INSTRUCTIONS TO FOLLOW:
In the entries below, find each line with the word "different" and pull it out.

DATA:
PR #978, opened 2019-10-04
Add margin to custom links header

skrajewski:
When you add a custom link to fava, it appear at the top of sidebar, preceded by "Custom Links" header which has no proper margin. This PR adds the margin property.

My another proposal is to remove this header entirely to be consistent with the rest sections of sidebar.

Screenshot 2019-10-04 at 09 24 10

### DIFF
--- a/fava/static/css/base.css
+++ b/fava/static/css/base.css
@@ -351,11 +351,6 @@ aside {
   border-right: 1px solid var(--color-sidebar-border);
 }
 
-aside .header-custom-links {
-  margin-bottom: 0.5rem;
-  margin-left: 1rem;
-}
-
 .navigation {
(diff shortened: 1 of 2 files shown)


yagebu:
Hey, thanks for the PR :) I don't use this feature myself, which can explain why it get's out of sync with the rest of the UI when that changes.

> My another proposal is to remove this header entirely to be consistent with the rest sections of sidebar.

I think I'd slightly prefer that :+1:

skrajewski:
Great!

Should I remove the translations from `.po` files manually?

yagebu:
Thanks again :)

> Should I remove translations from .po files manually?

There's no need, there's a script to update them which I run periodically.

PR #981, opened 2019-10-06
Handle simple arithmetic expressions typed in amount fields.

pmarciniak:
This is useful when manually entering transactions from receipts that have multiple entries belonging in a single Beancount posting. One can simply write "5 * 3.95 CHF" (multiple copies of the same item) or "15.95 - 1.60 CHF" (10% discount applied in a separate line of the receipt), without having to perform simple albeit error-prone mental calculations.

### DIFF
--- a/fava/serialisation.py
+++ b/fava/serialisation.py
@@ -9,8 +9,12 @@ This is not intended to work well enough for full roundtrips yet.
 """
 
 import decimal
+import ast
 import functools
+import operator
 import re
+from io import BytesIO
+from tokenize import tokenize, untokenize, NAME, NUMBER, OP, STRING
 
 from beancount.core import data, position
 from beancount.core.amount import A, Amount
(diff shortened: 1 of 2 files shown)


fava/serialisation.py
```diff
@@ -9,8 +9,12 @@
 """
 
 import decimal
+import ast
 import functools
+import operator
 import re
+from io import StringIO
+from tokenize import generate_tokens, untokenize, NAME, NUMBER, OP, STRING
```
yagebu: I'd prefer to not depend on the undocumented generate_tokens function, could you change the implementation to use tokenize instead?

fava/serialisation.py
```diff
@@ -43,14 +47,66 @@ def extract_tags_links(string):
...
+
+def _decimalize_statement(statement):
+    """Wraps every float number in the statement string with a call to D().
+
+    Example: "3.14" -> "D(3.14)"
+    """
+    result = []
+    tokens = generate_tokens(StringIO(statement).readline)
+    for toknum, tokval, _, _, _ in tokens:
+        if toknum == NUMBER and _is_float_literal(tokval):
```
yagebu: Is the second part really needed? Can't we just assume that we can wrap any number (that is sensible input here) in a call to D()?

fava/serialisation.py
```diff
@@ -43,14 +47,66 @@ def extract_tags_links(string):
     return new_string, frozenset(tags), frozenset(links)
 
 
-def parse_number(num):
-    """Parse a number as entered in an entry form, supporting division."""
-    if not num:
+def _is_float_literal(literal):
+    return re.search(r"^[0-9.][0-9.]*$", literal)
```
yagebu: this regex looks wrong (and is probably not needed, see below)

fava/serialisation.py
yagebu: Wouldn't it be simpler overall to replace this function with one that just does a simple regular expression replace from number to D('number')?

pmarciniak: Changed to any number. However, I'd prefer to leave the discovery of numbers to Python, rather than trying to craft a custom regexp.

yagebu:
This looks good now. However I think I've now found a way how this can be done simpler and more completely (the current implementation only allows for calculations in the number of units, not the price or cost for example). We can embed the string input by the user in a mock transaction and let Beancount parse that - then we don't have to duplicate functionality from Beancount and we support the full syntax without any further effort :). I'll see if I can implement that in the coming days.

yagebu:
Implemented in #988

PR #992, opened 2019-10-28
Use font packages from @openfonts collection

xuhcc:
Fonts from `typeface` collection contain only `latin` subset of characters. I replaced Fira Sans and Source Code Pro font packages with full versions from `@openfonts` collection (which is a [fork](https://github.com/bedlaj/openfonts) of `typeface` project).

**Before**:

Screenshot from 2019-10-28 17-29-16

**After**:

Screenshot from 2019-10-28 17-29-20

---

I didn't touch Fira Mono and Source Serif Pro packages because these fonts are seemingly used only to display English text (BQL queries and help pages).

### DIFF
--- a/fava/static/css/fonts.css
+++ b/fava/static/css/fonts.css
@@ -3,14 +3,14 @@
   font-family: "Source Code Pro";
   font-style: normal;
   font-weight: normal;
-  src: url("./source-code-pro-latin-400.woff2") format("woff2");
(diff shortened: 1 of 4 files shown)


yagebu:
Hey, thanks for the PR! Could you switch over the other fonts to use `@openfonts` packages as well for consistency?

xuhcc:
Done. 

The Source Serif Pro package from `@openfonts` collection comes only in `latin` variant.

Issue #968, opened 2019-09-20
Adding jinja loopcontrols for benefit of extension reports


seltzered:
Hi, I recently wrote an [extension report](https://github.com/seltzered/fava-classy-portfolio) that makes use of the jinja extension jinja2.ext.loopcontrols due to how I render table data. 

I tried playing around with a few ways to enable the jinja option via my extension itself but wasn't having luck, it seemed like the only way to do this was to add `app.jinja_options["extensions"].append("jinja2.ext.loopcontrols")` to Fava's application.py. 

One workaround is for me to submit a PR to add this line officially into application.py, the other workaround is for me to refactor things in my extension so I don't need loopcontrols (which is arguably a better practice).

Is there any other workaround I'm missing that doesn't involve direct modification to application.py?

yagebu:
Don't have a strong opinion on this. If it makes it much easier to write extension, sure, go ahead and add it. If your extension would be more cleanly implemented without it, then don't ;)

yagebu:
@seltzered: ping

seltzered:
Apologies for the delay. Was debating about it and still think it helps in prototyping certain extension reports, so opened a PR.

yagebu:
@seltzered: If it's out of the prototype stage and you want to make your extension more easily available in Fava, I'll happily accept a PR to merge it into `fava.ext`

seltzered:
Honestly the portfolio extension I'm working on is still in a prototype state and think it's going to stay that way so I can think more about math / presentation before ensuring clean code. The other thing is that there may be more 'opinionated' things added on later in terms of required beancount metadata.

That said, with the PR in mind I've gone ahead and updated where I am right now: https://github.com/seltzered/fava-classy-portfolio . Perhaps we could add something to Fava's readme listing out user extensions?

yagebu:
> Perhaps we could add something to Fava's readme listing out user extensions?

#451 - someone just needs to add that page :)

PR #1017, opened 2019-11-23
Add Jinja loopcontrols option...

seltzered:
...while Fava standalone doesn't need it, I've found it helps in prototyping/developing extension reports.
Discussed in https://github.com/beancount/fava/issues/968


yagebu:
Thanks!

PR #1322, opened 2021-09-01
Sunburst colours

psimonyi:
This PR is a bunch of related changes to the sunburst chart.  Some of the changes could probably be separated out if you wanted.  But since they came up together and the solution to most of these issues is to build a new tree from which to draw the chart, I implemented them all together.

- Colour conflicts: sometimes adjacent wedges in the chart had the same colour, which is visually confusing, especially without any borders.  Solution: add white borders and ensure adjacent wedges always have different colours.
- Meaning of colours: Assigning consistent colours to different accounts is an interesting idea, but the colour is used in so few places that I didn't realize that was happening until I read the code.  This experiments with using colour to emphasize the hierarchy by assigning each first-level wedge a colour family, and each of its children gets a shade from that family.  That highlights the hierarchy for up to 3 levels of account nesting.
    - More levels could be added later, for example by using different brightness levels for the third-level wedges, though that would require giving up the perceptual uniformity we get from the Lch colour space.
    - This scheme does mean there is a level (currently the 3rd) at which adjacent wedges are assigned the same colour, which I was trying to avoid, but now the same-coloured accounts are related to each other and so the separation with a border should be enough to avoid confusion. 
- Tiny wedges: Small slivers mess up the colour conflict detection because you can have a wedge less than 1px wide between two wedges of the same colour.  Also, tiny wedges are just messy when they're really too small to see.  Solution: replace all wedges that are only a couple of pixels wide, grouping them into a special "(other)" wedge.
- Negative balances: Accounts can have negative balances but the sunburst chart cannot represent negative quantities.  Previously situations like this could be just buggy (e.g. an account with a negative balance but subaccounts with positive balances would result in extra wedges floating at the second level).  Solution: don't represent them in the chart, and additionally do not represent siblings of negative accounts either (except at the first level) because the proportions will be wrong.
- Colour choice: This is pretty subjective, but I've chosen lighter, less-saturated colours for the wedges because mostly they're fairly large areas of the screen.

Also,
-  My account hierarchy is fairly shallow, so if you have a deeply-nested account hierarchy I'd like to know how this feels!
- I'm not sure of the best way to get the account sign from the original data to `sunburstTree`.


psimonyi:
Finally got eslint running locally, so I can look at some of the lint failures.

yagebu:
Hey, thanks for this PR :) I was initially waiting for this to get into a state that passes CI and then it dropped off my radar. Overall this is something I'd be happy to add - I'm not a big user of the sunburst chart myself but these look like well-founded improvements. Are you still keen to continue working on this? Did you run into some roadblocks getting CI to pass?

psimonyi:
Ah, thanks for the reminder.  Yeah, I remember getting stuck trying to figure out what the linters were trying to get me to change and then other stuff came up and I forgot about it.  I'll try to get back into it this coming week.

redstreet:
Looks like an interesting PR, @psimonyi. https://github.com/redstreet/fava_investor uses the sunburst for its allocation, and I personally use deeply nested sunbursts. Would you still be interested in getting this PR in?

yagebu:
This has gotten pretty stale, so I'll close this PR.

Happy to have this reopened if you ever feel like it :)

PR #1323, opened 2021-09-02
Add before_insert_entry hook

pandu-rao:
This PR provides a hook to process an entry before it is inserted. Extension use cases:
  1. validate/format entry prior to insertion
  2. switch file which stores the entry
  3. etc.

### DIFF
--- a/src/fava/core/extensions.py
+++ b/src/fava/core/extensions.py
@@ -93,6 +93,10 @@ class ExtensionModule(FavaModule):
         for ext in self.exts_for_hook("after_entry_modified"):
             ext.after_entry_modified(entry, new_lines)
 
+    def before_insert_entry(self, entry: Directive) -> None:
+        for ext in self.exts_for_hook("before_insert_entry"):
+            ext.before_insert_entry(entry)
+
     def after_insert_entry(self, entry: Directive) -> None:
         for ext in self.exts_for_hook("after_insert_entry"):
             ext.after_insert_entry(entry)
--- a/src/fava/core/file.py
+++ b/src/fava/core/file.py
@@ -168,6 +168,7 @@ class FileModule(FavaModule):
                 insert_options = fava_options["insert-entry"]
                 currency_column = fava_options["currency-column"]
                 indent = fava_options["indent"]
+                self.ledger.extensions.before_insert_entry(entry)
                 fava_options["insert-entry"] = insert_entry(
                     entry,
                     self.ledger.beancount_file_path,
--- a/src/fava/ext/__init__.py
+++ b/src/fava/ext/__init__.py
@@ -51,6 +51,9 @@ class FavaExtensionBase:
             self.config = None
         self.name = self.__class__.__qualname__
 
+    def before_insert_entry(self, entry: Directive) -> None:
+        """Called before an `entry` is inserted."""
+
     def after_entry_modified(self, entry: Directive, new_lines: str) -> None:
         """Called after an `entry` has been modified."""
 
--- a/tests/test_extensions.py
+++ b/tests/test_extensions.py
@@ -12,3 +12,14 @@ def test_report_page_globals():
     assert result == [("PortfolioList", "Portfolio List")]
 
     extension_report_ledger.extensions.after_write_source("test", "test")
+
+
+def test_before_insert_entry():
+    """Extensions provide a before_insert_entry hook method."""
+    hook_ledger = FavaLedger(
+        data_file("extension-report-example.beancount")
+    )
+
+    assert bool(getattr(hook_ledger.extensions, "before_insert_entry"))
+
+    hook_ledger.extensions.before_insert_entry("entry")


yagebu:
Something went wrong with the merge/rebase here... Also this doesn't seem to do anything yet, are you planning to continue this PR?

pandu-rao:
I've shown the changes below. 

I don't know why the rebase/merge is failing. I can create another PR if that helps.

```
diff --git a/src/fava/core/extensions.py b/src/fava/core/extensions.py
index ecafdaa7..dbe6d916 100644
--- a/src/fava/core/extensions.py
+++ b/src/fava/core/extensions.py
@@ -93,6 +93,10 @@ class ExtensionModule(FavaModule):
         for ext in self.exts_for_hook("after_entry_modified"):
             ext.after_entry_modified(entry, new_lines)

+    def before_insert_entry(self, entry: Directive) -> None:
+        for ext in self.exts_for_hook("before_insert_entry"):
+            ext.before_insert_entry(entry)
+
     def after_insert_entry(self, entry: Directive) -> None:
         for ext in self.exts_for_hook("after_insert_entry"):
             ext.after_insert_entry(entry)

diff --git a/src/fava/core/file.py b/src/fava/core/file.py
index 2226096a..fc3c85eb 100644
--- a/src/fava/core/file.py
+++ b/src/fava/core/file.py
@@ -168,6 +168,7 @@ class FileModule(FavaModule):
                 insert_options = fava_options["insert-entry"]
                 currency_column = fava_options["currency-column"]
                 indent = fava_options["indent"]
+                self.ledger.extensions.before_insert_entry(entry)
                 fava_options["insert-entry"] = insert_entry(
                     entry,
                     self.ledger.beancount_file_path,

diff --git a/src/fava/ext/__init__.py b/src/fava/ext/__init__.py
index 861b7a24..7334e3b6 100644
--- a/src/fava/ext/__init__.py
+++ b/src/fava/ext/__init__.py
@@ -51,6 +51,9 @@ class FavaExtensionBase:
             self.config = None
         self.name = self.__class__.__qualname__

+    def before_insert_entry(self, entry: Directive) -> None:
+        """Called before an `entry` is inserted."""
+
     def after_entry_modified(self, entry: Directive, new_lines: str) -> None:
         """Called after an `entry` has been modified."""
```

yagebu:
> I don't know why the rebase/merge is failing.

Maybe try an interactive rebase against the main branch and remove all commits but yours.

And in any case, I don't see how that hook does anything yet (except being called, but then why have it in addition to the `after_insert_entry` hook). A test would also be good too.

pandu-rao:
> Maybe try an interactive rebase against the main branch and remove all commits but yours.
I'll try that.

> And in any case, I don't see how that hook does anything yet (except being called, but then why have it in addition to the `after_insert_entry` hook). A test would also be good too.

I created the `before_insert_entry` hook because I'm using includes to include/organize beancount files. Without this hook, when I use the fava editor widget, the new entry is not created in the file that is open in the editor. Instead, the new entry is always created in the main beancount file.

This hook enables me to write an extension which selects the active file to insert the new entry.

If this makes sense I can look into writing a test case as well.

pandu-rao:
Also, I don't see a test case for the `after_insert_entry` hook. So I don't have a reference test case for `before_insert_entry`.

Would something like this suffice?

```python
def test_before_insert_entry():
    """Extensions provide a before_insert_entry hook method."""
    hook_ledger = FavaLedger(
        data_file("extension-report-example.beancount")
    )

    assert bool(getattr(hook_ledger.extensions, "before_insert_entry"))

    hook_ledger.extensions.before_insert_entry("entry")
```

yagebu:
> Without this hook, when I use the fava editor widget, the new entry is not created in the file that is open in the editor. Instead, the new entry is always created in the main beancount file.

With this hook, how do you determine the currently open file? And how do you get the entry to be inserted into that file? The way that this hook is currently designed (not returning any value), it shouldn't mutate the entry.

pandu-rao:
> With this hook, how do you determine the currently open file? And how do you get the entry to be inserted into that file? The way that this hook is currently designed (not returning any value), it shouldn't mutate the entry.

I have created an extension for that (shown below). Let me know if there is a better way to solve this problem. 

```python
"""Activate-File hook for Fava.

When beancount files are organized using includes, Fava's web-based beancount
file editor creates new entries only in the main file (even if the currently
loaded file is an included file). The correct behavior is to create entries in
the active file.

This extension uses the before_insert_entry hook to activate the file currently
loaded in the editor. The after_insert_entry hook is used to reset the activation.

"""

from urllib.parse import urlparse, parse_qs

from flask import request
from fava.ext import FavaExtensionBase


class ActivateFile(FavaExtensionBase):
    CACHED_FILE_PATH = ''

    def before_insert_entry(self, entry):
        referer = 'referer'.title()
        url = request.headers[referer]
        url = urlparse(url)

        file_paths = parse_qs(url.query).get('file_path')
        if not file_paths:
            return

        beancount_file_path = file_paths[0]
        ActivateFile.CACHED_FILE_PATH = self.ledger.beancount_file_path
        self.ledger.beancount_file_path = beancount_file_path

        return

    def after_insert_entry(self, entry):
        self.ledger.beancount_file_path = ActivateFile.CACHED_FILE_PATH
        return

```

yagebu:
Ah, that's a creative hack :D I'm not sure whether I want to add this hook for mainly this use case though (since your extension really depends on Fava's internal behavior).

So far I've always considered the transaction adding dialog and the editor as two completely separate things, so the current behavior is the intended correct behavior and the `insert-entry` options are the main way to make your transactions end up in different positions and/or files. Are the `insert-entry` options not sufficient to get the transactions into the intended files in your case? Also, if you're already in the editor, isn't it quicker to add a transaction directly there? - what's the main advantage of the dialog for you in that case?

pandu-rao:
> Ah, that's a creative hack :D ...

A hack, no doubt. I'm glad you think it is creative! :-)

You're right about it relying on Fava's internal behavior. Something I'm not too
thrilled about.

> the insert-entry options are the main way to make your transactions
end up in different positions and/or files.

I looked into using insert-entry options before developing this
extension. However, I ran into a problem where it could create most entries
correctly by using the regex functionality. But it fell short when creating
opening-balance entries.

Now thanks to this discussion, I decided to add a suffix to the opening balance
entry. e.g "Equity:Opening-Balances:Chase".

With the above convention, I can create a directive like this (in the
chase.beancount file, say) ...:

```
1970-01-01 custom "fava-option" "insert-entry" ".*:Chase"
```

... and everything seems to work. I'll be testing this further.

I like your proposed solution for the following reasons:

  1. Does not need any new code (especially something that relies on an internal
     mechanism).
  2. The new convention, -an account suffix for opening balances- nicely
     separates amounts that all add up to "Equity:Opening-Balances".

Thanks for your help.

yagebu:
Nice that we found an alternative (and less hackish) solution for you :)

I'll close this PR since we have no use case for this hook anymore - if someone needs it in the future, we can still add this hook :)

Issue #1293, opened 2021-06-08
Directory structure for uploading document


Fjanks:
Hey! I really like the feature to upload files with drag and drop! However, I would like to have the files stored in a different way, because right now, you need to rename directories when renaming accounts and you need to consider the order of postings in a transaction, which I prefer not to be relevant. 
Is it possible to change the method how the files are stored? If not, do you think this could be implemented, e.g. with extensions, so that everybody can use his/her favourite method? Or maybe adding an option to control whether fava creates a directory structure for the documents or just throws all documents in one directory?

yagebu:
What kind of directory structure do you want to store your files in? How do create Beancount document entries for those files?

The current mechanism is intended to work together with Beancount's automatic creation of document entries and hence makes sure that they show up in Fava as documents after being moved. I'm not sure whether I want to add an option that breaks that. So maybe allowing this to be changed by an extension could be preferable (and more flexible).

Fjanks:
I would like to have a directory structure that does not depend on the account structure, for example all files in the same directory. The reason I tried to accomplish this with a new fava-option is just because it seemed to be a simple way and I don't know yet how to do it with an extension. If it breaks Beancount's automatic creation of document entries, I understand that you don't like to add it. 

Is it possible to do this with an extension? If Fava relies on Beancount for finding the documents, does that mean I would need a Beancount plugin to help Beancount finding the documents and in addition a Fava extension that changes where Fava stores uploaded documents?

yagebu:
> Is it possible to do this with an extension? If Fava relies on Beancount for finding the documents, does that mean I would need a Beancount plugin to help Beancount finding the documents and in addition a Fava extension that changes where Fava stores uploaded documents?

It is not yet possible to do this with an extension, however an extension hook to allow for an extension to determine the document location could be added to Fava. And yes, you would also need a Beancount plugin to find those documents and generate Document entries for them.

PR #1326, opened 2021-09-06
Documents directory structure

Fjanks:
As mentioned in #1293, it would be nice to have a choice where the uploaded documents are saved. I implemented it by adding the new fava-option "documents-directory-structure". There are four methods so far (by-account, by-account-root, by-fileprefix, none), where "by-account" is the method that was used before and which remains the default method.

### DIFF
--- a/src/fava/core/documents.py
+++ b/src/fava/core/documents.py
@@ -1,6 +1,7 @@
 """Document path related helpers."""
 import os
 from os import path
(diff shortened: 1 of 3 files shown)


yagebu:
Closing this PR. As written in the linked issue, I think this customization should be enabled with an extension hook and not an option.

RESPONSE BELOW:
- Colour conflicts: sometimes adjacent wedges in the chart had the same colour, which is visually confusing, especially without any borders.  Solution: add white borders and ensure adjacent wedges always have different colours.
- Meaning of colours: Assigning consistent colours to different accounts is an interesting idea, but the colour is used in so few places that I didn't realize that was happening until I read the code.  This experiments with using colour to emphasize the hierarchy by assigning each first-level wedge a colour family, and each of its children gets a shade from that family.  That highlights the hierarchy for up to 3 levels of account nesting.
    - More levels could be added later, for example by using different brightness levels for the third-level wedges, though that would require giving up the perceptual uniformity we get from the Lch colour space.
So far I've always considered the transaction adding dialog and the editor as two completely separate things, so the current behavior is the intended correct behavior and the `insert-entry` options are the main way to make your transactions end up in different positions and/or files. Are the `insert-entry` options not sufficient to get the transactions into the intended files in your case? Also, if you're already in the editor, isn't it quicker to add a transaction directly there? - what's the main advantage of the dialog for you in that case?
end up in different positions and/or files.
Hey! I really like the feature to upload files with drag and drop! However, I would like to have the files stored in a different way, because right now, you need to rename directories when renaming accounts and you need to consider the order of postings in a transaction, which I prefer not to be relevant. 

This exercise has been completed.